Entre 9h e 10h da manhã desta quarta, muitos barrosenses vão relembrar o momento exato do dia mais trágico da cidade, o dia da Tragédia da Rua Viena, como ficou conhecida a morte de cinco crianças carbonizadas no Bairro Jardim Europa, no dia 26 de abril de 2014.

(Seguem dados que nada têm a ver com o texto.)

PR #39, opened 2020-02-24
Allow  to manually assign ip addresses to the nat gateway

### LINKED ISSUE #1: [GCP] Expose configuration for GCP Cloud NAT manual external IP address
As mentioned in the google documentation https://cloud.google.com/nat/docs/using-nat#update_nat, there is a way to set a reserved static IP address for Cloud NAT. Currently gardener doesnt' have a configuration available for setting it to be manual instead of automatic. The reason for requesting this configuration is that we have an use case which requires us to whitelist our clusters' public IP addresses in different places, that don't allow access unless the IP address is officially whitelisted.

DockToFuture:
This PR allows to manually assign ip addresses to the nat gateway. A list of ip addresses can be specified in the ```shoot.yaml```. See the following configuration, where two ip addresses are added to the nategateway. The ip addresses must be specified by their name. 
```
spec:
  provider
    infrastructureConfig
      cloudNAT:
        minPortsPerVM: 2048
        natIPNames:
        - name: manualnat1
        - name: manualnat2
```
After reconciliaton the status field will be updated with the values of the respective ip addresses.
```
status
    providerStatus:
      kind: InfrastructureStatus
      networks:
        natIPs:
        - ip: 34.89.187.69
        - ip: 35.246.255.135
```

Furthermore a validation has to be added where we assure that the number the number of ip addresses specified is sufficient for the number of vms and minimum ports per instance value which is set. A sample for the calculation can be found here:  https://cloud.google.com/nat/docs/ports-and-addresses#port-reservation-examples
The validation and calculation will be added in a separate PR.

Additional:

Currently gcp only allows to add premium ip addresses to the nat gateway. There refer to using them when reserving static ip addresses.

Fixes #1 

**Release note**:

```improvement operator
It is now possible to assign manual ip addresses to the nat gateway by specifying them in `spec.provider.infrastructureConfig.networks.cloudNAT.natIPNames` section in the `shoot.yaml` file. If the section is not provided then the nat gateway will automatically allocate ip addresses.
```
```improvement operator
Please consider that the #IPs for the nat gateway is linked to the #Nodes and portsPerVM. See https://cloud.google.com/nat/docs/ports-and-addresses#port-reservation-examples for more details.
```


zanetworker:
@DockToFuture can you add another release note with regards to the IP address calculation? https://cloud.google.com/nat/docs/ports-and-addresses#port-reservation-examples 

We should probably decide, whether we want to delegate the validation to the users, or implement logic for validating # of nodes, portsPerVM, and # of IPs.

pkg/apis/gcp/v1alpha1/types_infrastructure.go
```diff
@@ -111,6 +114,26 @@ type CloudNAT struct {
 	// The default value is 2048 ports.
 	// +optional
 	MinPortsPerVM *int32 `json:"minPortsPerVM,omitempty"`
+	// NatIPNames is a list of all user provided external premium ips which can be used by the nat gateway
+	// +optional
+	NatIPNames *[]NatIPName `json:"natIPNames,omitempty"`
+	// NatIPs is a list of all user provided external premium ips which can be used by the nat gateway
+	// +optional
+	NatIPs *[]NatIP `json:"natIPs,omitempty"`
```
rfranzke: Can we harmonize `NatIPNames` and `NatIPs`?

```golang
NatIPs []NatIP `json:"natIPs,omitempty"`
```

```golang
type NatIP struct {
  IP *string `json:"ip,omitempty"`
  Name *string `json:"name,omitempty"`
}
```

Only one (ip or name) can be set at a time. WDYT?

pkg/apis/gcp/v1alpha1/types_infrastructure.go
```diff
@@ -70,6 +70,9 @@ type NetworkStatus struct {
 
 	// Subnets are the subnets that have been created.
 	Subnets []Subnet `json:"subnets"`
+
+	// CloudNAT contains configation about the the CloudNAT resource
```
rfranzke:
```suggestion
	// CloudNAT contains configuration about the the CloudNAT resource
```

example/30-infrastructure.yaml
```diff
@@ -59,6 +59,9 @@ spec:
     # internal: 10.243.0.0/19
     # cloudNAT:
     #   minPortsPerVM: 2048
+    #   natIPNames:
```
rfranzke: This lacks the example for IPs instead of names.

docs/usage-as-end-user.md
```diff
@@ -62,6 +65,8 @@ The `networks.internal` section is optional and can describe a CIDR for a subnet
 
 The `networks.cloudNAT.minPortsPerVM` is optional and is used to define the [minimum number of ports allocated to a VM for the CloudNAT](https://cloud.google.com/nat/docs/overview#number_of_nat_ports_and_connections)
 
+The `networks.cloudNAT.natIPNames` is optional and is used to specify the names of the manual ip addresses which should be used by the nat gateway
```
rfranzke: Same here, this document lacks the example for IPs instead of names.

charts/internal/gcp-infra/templates/main.tf
```diff
@@ -55,7 +55,11 @@ resource "google_compute_router_nat" "nat" {
   router =  "${google_compute_router.router.name}"
   {{ end -}}
   region                             = "{{ required "google.region is required" .Values.google.region }}"
-  nat_ip_allocate_option             = "AUTO_ONLY"
+  nat_ip_allocate_option             = {{ if .Values.networks.cloudNAT.natIPNames }}"MANUAL_ONLY"{{ else }}"AUTO_ONLY"{{ end }}
```
rfranzke: Can you specify the new Helm chart values in the `values.yaml` to show what is possible to be configured?

charts/internal/gcp-infra/templates/main.tf
```diff
@@ -55,7 +55,11 @@ resource "google_compute_router_nat" "nat" {
...
+  {{ if .Values.networks.cloudNAT.natIPs -}}
+  nat_ips                = {{ .Values.networks.cloudNAT.natIPs }}
```
rfranzke: Quotes?

pkg/apis/gcp/validation/infrastructure.go
```diff
@@ -84,6 +84,10 @@ func ValidateInfrastructureConfig(infra *apisgcp.InfrastructureConfig, nodesCIDR
 		allErrs = append(allErrs, field.Invalid(networksPath.Child("vpc", "cloudRouter"), infra.Networks.VPC.CloudRouter, "cloud router can not be configured when the VPC name is not specified"))
 	}
 
+	if infra.Networks.CloudNAT != nil && infra.Networks.CloudNAT.NatIPs != nil {
```
rfranzke: What's the reason for this limitation? Let's say I want to attach two NAT IPs, one by name and one by IP. Why is this forbidden/not possible?

DockToFuture: The data source requires a unique name and we need it to extract the ip address for the status and get the selflink for the nat gateway. If there is a better way I'm happy to adapt it.

example/30-infrastructure.yaml
DockToFuture: We only allow names here, because we require the unique name for the data source.

docs/usage-as-end-user.md
DockToFuture: See comment above.

charts/internal/gcp-infra/templates/main.tf
DockToFuture: Yes, we can do that.

pkg/apis/gcp/validation/infrastructure.go
rfranzke: I don't understand. You say this `<NAME>` here must be unique?

```terraform
data "google_compute_address" "<NAME>" {
```

What's the issue with allowing IPs then?

DockToFuture:
```terraform
data "google_compute_address" "Name" {
  name = "<NAME>"
}
```

The ```<NAME>``` here must be unique, how will I get the name for the ip? We could implement it via the sdk but not sure, if that will suit the use case.

rfranzke: OK, I see, understood, but why do we have then https://github.com/gardener/gardener-extension-provider-gcp/pull/39/files#diff-50ba7c5f1771b36c61263800bc8ea823R122 in the first place?

DockToFuture: For convenience, when you want to debug something or look them up, you don't have to go each and every time to the google cloud console. If you think it's better to remove it from the status we can also do that. But I think it will make things easier for us.

rfranzke: It's fine to have it in the status, but as of now an end-user can configure `.networks.cloudNAT.natIPs` with should not be possible as it cannot be used/nothing is implemented.

DockToFuture: https://github.com/gardener/gardener-extension-provider-gcp/pull/39/files#diff-4863b24e73b205b0206ea0c2b7e55d86R88 isn't this doing the validation?

DockToFuture: Or do you mean something else?

rfranzke: My point is that it shouldn't be in the API in the first place if it's not supported.

DockToFuture: Got it, so what do you suggest? Removing it from CloudNat and adding it only to the status or removing it at all?

rfranzke: I‘m suggesting to remove it from the spec. If you consider it helpful having it in the status then I‘m fine with it.

charts/internal/gcp-infra/templates/main.tf
rfranzke: What about this comment?

charts/internal/gcp-infra/values.yaml
```diff
@@ -16,6 +16,9 @@ clusterName: test-namespace
 networks:
   cloudNAT:
     minPortsPerVM: 2048
+#   natIPs: ["${data.google_compute_address.manualnat1.self_link}","${data.google_compute_address.manualnat2.self_link}"]
+#   natIPNames: ["manualnat1", "manualnat2"]
+#   natIPOutput:   "${data.google_compute_address.manualnat1.address},${data.google_compute_address.manualnat2.address}"
```
rfranzke: Wait a sec. Why does a user has to specify this? Same question for `natIPs`.
Imo, `natIPNames` is the only value that should be specified by a user. The other values can be computed on the fly and are an implementation detail, or?

charts/internal/gcp-infra/templates/main.tf
```diff
@@ -176,6 +186,12 @@ output "{{ .Values.outputKeys.cloudNAT }}" {
 }
 {{- end }}
 
+{{ if .Values.networks.cloudNAT.natIPOutput -}}
+output "nat_ips" {
```
rfranzke: You are already injecting the output key in the values, so please use it here.

pkg/apis/gcp/types_infrastructure.go
```diff
@@ -100,11 +104,28 @@ type CloudRouter struct {
...
 
-// CloudNAT contains information about the the CloudNAT configuration
+// CloudNAT contains configuration about the the CloudNAT resource
 type CloudNAT struct {
 	// MinPortsPerVM is the minimum number of ports allocated to a VM in the NAT config.
 	// The default value is 2048 ports.
 	MinPortsPerVM *int32
+	// NatIPNames is a list of all names of user provided external premium ips which can be used by the nat gateway
+	// +optional
+	NatIPNames *[]NatIPName
```
rfranzke:
```suggestion
	NatIPNames []NatIPName
```

pkg/apis/gcp/types_infrastructure.go
```diff
@@ -100,11 +104,28 @@ type CloudRouter struct {
...
 }
 
-// CloudNAT contains information about the the CloudNAT configuration
+// CloudNAT contains configuration about the the CloudNAT resource
 type CloudNAT struct {
 	// MinPortsPerVM is the minimum number of ports allocated to a VM in the NAT config.
 	// The default value is 2048 ports.
 	MinPortsPerVM *int32
+	// NatIPNames is a list of all names of user provided external premium ips which can be used by the nat gateway
+	// +optional
```
rfranzke: not needed in the internal API version - remove

pkg/apis/gcp/types_infrastructure.go
```diff
@@ -66,6 +66,10 @@ type NetworkStatus struct {
 
 	// Subnets are the subnets that have been created.
 	Subnets []Subnet
+
+	// NatIPs is a list of all user provided external premium ips which can be used by the nat gateway
+	// +optional
```
rfranzke: not needed in the internal API version - remove

pkg/apis/gcp/types_infrastructure.go
```diff
@@ -100,11 +104,28 @@ type CloudRouter struct {
...
 	MinPortsPerVM *int32
+	// NatIPNames is a list of all names of user provided external premium ips which can be used by the nat gateway
+	// +optional
+	NatIPNames *[]NatIPName
+}
+
+// NatIP is a user provided external ip which can be used by the nat gateway
+type NatIP struct {
+	// Name of the external premium ip address which is used in gcp
+	// +optional
```
rfranzke: not needed in the internal API version - remove

pkg/apis/gcp/types_infrastructure.go
```diff
@@ -100,11 +104,28 @@ type CloudRouter struct {
...
+	IP *string
```
rfranzke:
```suggestion
	IP string
```

pkg/apis/gcp/types_infrastructure.go
```diff
@@ -100,11 +104,28 @@ type CloudRouter struct {
...
+}
+
+// NatIPName is the name of a user provided external ip address which can be used by the nat gateway
+type NatIPName struct {
+	// Name of the external premium ip address which is used in gcp
+	// +optional
```
rfranzke: not needed in the internal API version - remove

pkg/apis/gcp/types_infrastructure.go
```diff
@@ -100,11 +104,28 @@ type CloudRouter struct {
...
+	Name *string
```
rfranzke:
```suggestion
	Name string
```

pkg/apis/gcp/v1alpha1/types_infrastructure.go
```diff
@@ -70,6 +70,10 @@ type NetworkStatus struct {
 
 	// Subnets are the subnets that have been created.
 	Subnets []Subnet `json:"subnets"`
+
+	// NatIPs is a list of all user provided external premium ips which can be used by the nat gateway
+	// +optional
+	NatIPs *[]NatIP `json:"natIPs,omitempty"`
```
rfranzke:
```suggestion
	NatIPs []NatIP `json:"natIPs,omitempty"`
```

pkg/apis/gcp/types_infrastructure.go
```diff
@@ -66,6 +66,10 @@ type NetworkStatus struct {
 
 	// Subnets are the subnets that have been created.
 	Subnets []Subnet
+
+	// NatIPs is a list of all user provided external premium ips which can be used by the nat gateway
+	// +optional
+	NatIPs *[]NatIP
```
rfranzke:
```suggestion
	NatIPs []NatIP
```

pkg/apis/gcp/v1alpha1/types_infrastructure.go
```diff
@@ -105,12 +109,29 @@ type CloudRouter struct {
...
-// CloudNAT contains information about the the CloudNAT configuration
+// CloudNAT contains configuration about the the CloudNAT resource
 type CloudNAT struct {
 	// MinPortsPerVM is the minimum number of ports allocated to a VM in the NAT config.
 	// The default value is 2048 ports.
 	// +optional
 	MinPortsPerVM *int32 `json:"minPortsPerVM,omitempty"`
+	// NatIPNames is a list of all user provided external premium ips which can be used by the nat gateway
+	// +optional
+	NatIPNames *[]NatIPName `json:"natIPNames,omitempty"`
```
rfranzke:
```suggestion
	NatIPNames []NatIPName `json:"natIPNames,omitempty"`
```

pkg/apis/gcp/v1alpha1/types_infrastructure.go
```diff
@@ -105,12 +109,29 @@ type CloudRouter struct {
...
+	// Name of the external premium ip address which is used in gcp
+	// +optional
+	IP *string `json:"ip,omitempty"`
+}
+
+// NatIPName is the name of a user provided external ip address which can be used by the nat gateway
+type NatIPName struct {
+	// Name of the external premium ip address which is used in gcp
+	// +optional
+	Name *string `json:"name,omitempty"`
```
rfranzke:
```suggestion
	Name string `json:"name"`
```

pkg/apis/gcp/v1alpha1/types_infrastructure.go
```diff
@@ -105,12 +109,29 @@ type CloudRouter struct {
...
+type NatIP struct {
+	// Name of the external premium ip address which is used in gcp
+	// +optional
+	IP *string `json:"ip,omitempty"`
+}
+
+// NatIPName is the name of a user provided external ip address which can be used by the nat gateway
+type NatIPName struct {
+	// Name of the external premium ip address which is used in gcp
+	// +optional
```
rfranzke: should not be optional - remove

pkg/apis/gcp/v1alpha1/types_infrastructure.go
```diff
@@ -105,12 +109,29 @@ type CloudRouter struct {
...
 	MinPortsPerVM *int32 `json:"minPortsPerVM,omitempty"`
+	// NatIPNames is a list of all user provided external premium ips which can be used by the nat gateway
+	// +optional
+	NatIPNames *[]NatIPName `json:"natIPNames,omitempty"`
+}
+
+// NatIP is a user provided external ip which can be used by the nat gateway
+type NatIP struct {
+	// Name of the external premium ip address which is used in gcp
+	// +optional
```
rfranzke: should not be optional - remove

pkg/apis/gcp/v1alpha1/types_infrastructure.go
```diff
@@ -105,12 +109,29 @@ type CloudRouter struct {
...
+	IP *string `json:"ip,omitempty"`
```
rfranzke:
```suggestion
	IP string `json:"ip"`
```

pkg/internal/infrastructure/terraform.go
```diff
@@ -135,6 +139,29 @@ func ComputeTerraformerChartValues(
 		},
 	}
 
+	if config.Networks.CloudNAT != nil && config.Networks.CloudNAT.NatIPNames != nil {
+		cN := make(map[string]interface{})
+		if config.Networks.CloudNAT.MinPortsPerVM != nil {
```
rfranzke: Why is this code here? The min ports per VM are already set in line 88.

pkg/internal/infrastructure/terraform.go
```diff
@@ -135,6 +139,29 @@ func ComputeTerraformerChartValues(
 		},
 	}
 
+	if config.Networks.CloudNAT != nil && config.Networks.CloudNAT.NatIPNames != nil {
```
rfranzke: Why don't we move these computations into the if condition after line 86 where we already check for non-nil `CloudNAT`? Then we could also easier compute the `networks` value and probably don't need the type casting in line 162.

charts/internal/gcp-infra/values.yaml
DockToFuture: They are calculated on the fly, will remove the comments.

pkg/apis/gcp/types_infrastructure.go
DockToFuture: Shouldn't optional paramters be pointer?

pkg/internal/infrastructure/terraform.go
DockToFuture: That's true, but we only want to append those values to the values map if `config.Networks.CloudNAT.NatIPNames != nil` or i'm wrong? Then we have to append it after calculating the values.

charts/internal/gcp-infra/templates/main.tf
DockToFuture: Quotes are not required here

pkg/internal/infrastructure/terraform.go
DockToFuture: Calculated it now before and appended it afterwards.

pkg/internal/infrastructure/terraform.go
```diff
@@ -87,6 +92,20 @@ func ComputeTerraformerChartValues(
 		if config.Networks.CloudNAT.MinPortsPerVM != nil {
 			minPortsPerVM = *config.Networks.CloudNAT.MinPortsPerVM
 		}
+		if config.Networks.CloudNAT.NatIPNames != nil {
+			natIPNames := []string{}
+			nIPs := []string{}
+			natIPOutputList := []string{}
+			for _, v := range config.Networks.CloudNAT.NatIPNames {
+				natIPNames = append(natIPNames, v.Name)
+				nIPs = append(nIPs, fmt.Sprintf("\"${data.google_compute_address.%s.self_link}\"", v.Name))
```
rfranzke: Again, why are you doing such things here in the Go code? IMO **only the NAT IP names should be handed over to the TF Helm chart**. Then you can do such things in the Helm chart itself which has the benefit that all the logic is at one place. WDYT?

pkg/internal/infrastructure/terraform.go
```diff
@@ -87,6 +92,20 @@ func ComputeTerraformerChartValues(
...
+				natIPOutputList = append(natIPOutputList, fmt.Sprintf("${data.google_compute_address.%s.address}", v.Name))
+			}
+			cN["natIPs"] = fmt.Sprintf("[%s]", strings.Join(nIPs[:], ","))
+			cN["natIPNames"] = natIPNames
+			cN["natIPOutput"] = strings.Join(natIPOutputList[:], ",")
+			cN["minPortsPerVM"] = minPortsPerVM
```
rfranzke: Why is this inside the `if config.Networks.CloudNAT.NatIPNames != nil {` condition? It is completely independent from the nat IPs, or? Move it out?

pkg/internal/infrastructure/terraform.go
rfranzke: https://github.com/gardener/gardener-extension-provider-gcp/pull/39#discussion_r384894731

DockToFuture: Because otherwise i have to add a string join function and add it to the template function map, not sure if this is the better way.

pkg/internal/infrastructure/terraform.go
DockToFuture: Why is this independent? If nat ip names are specified those values have to be calculated.

rfranzke: I don't see any specific calculation for the min ports per VM in case the NAT IP names are set. Also, the min ports are already assigned here https://github.com/gardener/gardener-extension-provider-gcp/pull/39/files#diff-4787a75463b112a387ec6927df20e486R144

pkg/internal/infrastructure/terraform.go
rfranzke: I don't get it, sorry. These Terraform expressions belong in the Terraform chart itself. Otherwise, if you would have to change  something in the future, you would have to do it in two places which is hard to maintain and error-prone.

pkg/apis/gcp/v1alpha1/types_infrastructure.go
```diff
@@ -105,12 +109,27 @@ type CloudRouter struct {
...
 	// +optional
 	MinPortsPerVM *int32 `json:"minPortsPerVM,omitempty"`
+	// NatIPNames is a list of all user provided external premium ips which can be used by the nat gateway
+	// +optional
+	NatIPNames []NatIPName `json:"natIPNames,omitempty"`
+}
+
+// NatIP is a user provided external ip which can be used by the nat gateway
+type NatIP struct {
+	// Name of the external premium ip address which is used in gcp
```
zanetworker: this is not the name anymore right? 
```suggestion
	// IP is the external premium IP address used in GCP
```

“Eu estava voltando da Padaria e ouvi uns gritos, a princípio achei que fosse uma briga entre família, mas depois começaram os rumores de mortes, crianças, fogo e aí me dei conta de que estava acontecendo uma tragédia no meu bairro. O que eu vi depois eu tento esquecer até hoje e não gosto de falar”, conta uma moradora que prefere não se identificar.
Já o jovem Elias Laurindo, um dos primeiros a entrar na casa incendiada, relembra com muita dor aquele momento trágico. “A gente tenta esquecer, mas não consegue. Dei o melhor de mim, entrei na casa ainda com muito fogo e fumaça, mas não conseguia enxergar muita coisa. Foi triste e até hoje sofro com aquele dia. Meu sentimento hoje é de tristeza por não ter conseguido salvar aquelas crianças inocentes”, declara o morador.
Apesar de ser um dia para ser esquecido, nós barrosense jamais devemos esquecer das crianças que morreram e da negligência das mães envolvidas.
LUTO
A tragédia da Rua Viena, no bairro Jardim Europa, onde cinco crianças com idades entre 1 e 5 anos, morreram devido a um incêndio, deixou a cidade, de norte a sul, perplexa. Na oportunidade, a Prefeita do município, Eika Oka de Melo (PP), decretou luto de três dias pelas mortes de: Ketlen Larissa Guimarães, de 3 anos, David Júnior Guimarães, de 1 ano e seis meses, filhos de Amanda Francisca Guimarães, de 19 anos, e os irmãos Beatriz Vitória Guimarães Pinto, de 2 anos, Gustavo Henrique Celestino Pinto Guimarães, de 1 ano e seis meses e Rafaela Camile Guimarães Matias, de 5 anos, filhos de Grecy Kelly Ferreira Guimarães, de 24 anos.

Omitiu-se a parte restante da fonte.